> _Work to be completed_:
The data below holds a line containing "sdroege: What exactly" and a line containing "sdroege: This means"; please quote exactly those two lines and every line between them, and nothing else.

Stored data
════════════════════
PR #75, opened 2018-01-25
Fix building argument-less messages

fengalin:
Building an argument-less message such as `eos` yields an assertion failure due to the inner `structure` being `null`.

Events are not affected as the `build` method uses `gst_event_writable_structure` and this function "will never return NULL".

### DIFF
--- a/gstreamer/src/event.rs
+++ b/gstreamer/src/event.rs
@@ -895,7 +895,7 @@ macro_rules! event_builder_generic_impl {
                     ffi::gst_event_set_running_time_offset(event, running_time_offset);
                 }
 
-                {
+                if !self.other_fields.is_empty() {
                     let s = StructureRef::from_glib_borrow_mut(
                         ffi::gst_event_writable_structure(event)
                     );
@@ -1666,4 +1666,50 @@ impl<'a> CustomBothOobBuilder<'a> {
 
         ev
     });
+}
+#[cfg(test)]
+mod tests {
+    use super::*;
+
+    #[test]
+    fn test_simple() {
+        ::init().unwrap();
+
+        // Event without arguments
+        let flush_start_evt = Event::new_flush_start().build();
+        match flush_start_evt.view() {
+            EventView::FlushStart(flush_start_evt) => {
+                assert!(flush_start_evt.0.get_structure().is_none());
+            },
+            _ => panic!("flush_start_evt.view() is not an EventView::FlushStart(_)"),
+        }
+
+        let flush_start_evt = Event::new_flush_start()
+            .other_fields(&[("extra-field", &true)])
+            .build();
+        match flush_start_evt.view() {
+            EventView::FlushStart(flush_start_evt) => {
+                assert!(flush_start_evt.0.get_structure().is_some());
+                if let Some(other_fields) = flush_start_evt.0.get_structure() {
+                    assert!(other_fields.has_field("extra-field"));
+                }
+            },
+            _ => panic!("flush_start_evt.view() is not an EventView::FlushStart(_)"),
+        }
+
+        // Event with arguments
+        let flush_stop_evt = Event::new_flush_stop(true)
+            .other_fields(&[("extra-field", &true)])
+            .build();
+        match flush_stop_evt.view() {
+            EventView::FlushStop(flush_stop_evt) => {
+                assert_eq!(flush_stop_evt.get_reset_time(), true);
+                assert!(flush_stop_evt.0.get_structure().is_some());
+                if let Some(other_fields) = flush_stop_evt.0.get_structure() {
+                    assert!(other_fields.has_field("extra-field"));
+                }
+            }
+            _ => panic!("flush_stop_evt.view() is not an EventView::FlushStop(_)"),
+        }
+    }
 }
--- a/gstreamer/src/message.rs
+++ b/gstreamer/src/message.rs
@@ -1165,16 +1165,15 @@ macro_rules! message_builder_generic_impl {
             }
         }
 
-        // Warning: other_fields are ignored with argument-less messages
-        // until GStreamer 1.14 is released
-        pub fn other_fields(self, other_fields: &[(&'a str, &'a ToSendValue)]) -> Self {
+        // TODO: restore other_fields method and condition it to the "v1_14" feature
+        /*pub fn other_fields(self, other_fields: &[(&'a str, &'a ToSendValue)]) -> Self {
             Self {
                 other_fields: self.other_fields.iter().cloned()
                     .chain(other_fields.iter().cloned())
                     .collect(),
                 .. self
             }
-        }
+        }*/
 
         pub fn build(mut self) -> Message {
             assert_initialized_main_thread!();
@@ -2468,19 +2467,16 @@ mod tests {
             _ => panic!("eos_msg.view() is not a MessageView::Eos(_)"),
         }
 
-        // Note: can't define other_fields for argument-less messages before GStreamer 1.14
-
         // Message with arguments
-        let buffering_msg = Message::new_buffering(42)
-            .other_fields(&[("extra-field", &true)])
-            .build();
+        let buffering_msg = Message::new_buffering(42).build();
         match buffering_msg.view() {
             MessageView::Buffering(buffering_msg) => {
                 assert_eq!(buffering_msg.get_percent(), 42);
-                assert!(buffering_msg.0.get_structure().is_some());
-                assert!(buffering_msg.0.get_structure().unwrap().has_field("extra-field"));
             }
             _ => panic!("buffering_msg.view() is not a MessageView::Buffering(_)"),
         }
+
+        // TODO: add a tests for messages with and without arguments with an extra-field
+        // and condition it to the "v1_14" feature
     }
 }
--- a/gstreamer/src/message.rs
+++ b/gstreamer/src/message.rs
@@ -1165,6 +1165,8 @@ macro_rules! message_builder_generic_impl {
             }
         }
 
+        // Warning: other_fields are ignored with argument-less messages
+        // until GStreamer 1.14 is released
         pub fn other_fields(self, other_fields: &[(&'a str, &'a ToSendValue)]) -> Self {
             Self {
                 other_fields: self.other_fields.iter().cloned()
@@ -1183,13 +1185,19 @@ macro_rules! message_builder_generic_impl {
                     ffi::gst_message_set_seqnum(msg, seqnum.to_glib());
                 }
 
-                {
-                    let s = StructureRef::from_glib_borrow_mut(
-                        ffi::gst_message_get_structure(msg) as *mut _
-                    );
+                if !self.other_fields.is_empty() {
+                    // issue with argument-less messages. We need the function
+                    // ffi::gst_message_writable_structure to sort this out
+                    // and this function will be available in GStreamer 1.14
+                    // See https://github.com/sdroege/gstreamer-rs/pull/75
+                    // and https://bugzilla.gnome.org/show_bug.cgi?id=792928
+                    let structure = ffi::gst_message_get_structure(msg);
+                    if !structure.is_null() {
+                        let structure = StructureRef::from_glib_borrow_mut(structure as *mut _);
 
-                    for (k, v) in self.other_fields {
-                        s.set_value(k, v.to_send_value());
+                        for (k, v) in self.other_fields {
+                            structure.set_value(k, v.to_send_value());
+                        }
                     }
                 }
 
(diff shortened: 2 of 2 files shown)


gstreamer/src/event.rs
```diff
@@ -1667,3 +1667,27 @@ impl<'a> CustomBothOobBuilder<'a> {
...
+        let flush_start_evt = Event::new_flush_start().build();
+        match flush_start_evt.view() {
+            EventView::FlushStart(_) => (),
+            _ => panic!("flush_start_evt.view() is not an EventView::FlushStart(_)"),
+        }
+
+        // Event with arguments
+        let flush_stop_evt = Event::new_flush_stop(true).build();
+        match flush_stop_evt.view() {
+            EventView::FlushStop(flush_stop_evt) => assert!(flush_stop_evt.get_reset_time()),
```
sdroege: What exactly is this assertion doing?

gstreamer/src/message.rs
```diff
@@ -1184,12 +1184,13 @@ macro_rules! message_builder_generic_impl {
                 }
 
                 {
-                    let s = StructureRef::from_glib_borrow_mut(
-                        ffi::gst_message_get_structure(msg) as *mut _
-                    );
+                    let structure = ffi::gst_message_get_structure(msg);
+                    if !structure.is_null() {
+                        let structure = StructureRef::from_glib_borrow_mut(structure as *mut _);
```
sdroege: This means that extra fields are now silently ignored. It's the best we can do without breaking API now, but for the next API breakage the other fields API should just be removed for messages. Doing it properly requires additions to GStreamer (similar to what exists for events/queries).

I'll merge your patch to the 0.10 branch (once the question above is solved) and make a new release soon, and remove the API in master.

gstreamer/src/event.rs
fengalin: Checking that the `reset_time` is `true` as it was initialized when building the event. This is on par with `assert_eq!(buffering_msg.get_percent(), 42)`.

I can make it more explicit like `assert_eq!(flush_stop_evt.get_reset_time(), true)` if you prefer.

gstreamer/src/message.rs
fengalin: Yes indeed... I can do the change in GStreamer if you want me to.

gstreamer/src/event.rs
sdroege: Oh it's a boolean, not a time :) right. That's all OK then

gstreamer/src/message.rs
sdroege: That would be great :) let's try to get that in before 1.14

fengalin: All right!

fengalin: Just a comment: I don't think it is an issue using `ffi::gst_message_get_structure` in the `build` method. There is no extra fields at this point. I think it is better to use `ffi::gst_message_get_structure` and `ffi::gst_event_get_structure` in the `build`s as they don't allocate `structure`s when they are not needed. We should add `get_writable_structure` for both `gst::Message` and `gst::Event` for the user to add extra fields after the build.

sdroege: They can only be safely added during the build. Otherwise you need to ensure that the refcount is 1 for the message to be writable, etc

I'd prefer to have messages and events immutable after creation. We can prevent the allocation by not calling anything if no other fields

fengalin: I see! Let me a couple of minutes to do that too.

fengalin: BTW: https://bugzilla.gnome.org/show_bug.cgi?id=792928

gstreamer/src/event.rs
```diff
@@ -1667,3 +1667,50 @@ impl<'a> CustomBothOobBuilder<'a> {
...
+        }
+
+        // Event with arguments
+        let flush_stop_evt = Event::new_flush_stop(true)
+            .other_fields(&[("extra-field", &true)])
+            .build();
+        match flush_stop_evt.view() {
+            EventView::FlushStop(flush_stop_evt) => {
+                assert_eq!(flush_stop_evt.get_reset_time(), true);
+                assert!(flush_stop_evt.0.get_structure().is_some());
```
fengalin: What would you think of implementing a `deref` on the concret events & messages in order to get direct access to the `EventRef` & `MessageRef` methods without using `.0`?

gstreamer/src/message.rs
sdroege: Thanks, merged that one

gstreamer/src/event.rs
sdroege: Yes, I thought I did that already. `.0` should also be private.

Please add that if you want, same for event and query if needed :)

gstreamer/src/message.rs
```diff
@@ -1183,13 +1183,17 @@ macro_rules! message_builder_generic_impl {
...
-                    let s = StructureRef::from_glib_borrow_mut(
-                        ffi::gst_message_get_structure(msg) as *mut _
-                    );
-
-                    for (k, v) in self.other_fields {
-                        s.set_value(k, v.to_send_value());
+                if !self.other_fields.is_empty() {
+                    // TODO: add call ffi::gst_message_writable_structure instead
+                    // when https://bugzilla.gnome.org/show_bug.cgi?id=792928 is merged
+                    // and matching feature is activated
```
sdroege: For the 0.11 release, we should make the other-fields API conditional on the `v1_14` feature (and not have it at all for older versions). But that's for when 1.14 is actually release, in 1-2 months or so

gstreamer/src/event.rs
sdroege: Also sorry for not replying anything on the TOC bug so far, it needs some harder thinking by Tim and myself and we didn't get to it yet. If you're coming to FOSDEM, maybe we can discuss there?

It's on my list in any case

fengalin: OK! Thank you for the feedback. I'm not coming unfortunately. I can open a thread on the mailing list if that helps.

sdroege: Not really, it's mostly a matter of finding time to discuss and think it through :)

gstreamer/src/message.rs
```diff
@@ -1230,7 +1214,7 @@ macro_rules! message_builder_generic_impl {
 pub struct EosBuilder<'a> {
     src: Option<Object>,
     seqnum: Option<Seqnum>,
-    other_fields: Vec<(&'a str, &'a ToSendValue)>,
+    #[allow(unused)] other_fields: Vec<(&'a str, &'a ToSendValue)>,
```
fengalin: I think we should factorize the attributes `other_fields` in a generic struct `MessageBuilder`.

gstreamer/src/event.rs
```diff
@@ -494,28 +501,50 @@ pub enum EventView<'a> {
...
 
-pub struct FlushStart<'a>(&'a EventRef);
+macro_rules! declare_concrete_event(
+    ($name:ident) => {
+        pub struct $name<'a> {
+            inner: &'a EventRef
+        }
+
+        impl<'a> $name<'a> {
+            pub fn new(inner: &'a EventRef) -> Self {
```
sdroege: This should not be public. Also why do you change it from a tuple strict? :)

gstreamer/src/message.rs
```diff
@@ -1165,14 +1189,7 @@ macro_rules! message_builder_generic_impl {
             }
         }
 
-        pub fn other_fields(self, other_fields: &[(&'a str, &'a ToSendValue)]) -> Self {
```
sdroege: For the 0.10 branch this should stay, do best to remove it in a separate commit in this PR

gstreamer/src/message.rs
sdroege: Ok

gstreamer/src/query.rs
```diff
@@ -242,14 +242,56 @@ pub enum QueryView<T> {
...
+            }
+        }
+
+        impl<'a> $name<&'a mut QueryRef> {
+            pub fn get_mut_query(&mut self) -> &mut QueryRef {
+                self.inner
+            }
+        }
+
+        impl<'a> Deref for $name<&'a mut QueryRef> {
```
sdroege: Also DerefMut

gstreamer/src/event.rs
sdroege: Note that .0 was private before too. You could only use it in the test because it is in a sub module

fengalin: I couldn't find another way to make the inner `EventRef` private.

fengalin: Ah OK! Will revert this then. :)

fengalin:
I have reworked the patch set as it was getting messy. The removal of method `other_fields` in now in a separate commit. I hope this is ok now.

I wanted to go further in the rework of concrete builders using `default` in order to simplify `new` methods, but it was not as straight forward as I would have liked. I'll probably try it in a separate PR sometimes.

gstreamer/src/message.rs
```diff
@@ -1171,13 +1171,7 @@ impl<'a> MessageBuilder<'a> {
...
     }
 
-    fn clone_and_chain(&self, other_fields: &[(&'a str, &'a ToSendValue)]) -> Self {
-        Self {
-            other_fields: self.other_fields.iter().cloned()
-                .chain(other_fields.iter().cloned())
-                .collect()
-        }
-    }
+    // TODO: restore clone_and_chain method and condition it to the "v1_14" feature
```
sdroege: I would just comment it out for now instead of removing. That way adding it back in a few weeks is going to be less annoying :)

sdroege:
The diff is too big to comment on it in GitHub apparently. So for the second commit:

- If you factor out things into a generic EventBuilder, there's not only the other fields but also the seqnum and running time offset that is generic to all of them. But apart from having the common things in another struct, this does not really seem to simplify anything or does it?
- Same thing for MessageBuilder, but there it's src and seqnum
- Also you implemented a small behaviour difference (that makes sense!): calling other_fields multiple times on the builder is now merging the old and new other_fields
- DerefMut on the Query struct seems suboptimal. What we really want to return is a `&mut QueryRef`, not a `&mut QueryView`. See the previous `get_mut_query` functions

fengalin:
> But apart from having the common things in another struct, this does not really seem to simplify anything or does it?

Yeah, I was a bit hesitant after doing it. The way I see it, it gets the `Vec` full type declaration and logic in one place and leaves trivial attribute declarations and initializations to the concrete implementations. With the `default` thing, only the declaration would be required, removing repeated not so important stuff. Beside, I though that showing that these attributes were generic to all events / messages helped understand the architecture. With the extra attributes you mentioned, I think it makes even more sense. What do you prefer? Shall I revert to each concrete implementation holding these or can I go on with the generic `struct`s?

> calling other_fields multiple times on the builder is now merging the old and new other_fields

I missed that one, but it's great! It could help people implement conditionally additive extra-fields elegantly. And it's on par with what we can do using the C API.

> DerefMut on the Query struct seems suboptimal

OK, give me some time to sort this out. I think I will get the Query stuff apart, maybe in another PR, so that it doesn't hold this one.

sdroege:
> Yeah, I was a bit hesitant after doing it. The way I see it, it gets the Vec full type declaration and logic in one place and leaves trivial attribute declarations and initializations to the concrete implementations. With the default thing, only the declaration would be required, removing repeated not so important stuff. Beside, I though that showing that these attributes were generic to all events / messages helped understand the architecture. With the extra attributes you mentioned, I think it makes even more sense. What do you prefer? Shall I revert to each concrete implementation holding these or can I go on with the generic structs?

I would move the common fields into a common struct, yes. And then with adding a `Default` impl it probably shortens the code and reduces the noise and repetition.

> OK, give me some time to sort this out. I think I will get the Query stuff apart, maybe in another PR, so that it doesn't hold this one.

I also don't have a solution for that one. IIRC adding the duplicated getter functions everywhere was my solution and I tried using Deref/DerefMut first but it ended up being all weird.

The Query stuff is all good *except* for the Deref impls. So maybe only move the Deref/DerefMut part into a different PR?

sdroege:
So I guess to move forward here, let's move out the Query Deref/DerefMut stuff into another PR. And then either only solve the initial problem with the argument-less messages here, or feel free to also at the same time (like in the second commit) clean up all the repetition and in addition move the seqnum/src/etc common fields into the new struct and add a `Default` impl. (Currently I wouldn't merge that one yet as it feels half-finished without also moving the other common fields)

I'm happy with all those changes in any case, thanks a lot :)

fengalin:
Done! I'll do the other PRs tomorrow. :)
════════════════════
> _Answer box_:
sdroege: What exactly is this assertion doing?

gstreamer/src/message.rs
```diff
@@ -1184,12 +1184,13 @@ macro_rules! message_builder_generic_impl {
                 }
 
                 {
-                    let s = StructureRef::from_glib_borrow_mut(
-                        ffi::gst_message_get_structure(msg) as *mut _
-                    );
+                    let structure = ffi::gst_message_get_structure(msg);
+                    if !structure.is_null() {
+                        let structure = StructureRef::from_glib_borrow_mut(structure as *mut _);
```
sdroege: This means that extra fields are now silently ignored. It's the best we can do without breaking API now, but for the next API breakage the other fields API should just be removed for messages. Doing it properly requires additions to GStreamer (similar to what exists for events/queries).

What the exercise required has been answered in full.